I'd be happy to. Thank you for the question.
In terms of going back to the quote from the Minister of the Environment that you just went through, the proposed system, we believe, delivers on that commitment and that vision going back a couple of years in each of the three key changes.
For example, the change had mentioned about linking the sustainable development into the expenditure management system. If you go to the OECD, if you go to the best practices on sustainable development, the International Institute for Sustainable Development's 19-country survey, they keep coming back to this key touchstone that if sustainable development is going to change decision-making, it has to be mainstreamed into the decision-making system. Bringing sustainable development into the expenditure management system does exactly that, and that is one where I think there's a strong resonance between the best practice globally and a key change here that reflects where the minister was trying to go at the time.
On the second—I was not working in the Department of the Environment at the time—I've heard that part of the problem was that the minister at the time was sitting with 32 reports. If you looked at one against the other, they didn't make any sense. They weren't consistent. They didn't add up to any coherent picture. I think that reflects, again, one of the key best practices you see in sustainable development, that across a government, across a society, you need something that puts together different activities of different departments into a coherent picture.

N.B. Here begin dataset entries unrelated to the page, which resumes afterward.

PR #1945, opened 2016-04-20
New blog newsroom

kurtw:
Introduces the new Blog and Newsroom page types

## Additions

- BlogPage and NewsroomPage 
- Article Subheader

## Changes

- Changes some templates around
- Fixes some bugs
- Learn, DocDetail, Blog, Newsroom pages have an option to add an Article Subheader for blog introductory paragraphs
- Full Width Text now has a Media option for images

## Testing

- `cfgov/manage.py migrate` (make sure you have the local.py database settings configured, if not see Notes)
- Go under the blog page and create a new blog post!
 - Add Article Subheader to the Header streamfield
 - Add the media option in the Content streamfield
 - Add some sidefoot content
- Preview it, Save it, Publish, Check it out on the site!
- Repeat for NewsroomPage

## Review

- @kave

This moving to a whole-of-government approach, where we establish all-of-government targets and then organize the activities across different departments, it doesn't matter where they are, by the targets and by the result that the government is trying to achieve and has held itself accountable to would be a second key evolution and a second key improvement that reflects the minister's desire to make changes that align to best practice.
The third—again, a common theme—is you need a system that gives you that “plan, do, check, improve” audit cycle, something that can track progress, and that progress, or lack thereof, can be part of the feedback loop for taking action and adjusting. The three-year cycles for planning and reporting on progress that are part of this strategy, and quite frankly are in the legislation, are key to driving that almost three-year cycle of ongoing improvement.

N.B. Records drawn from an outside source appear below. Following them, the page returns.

PR #3229, opened 2017-08-09
Handle two bylines

anselmbradford:
As noted in review, fix needed for multiple bylines so they appear on the same line.

## Removals

- `'m-meta-header_left'` removed from category slug that still had it.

The commitment to move towards results-based indicators of progress as opposed to activity-based is a fundamental one. If you read through the reports that have been part of the former system, sometimes they're indicators of progress. Where a public servant went to a conference and presented a paper, that's a good activity, but that's not progress in terms of environmental sustainability...and shifting away from those kinds of indicators to ones about the environment improving in a local or a national context.
I think those three key features, which align to best practices you see in the OECD and other organizations that have looked rigorously at sustainable development, are delivering a change that I believe—I can't speak for the minister—delivers on the promise of what she was trying to commit the government to in 2006.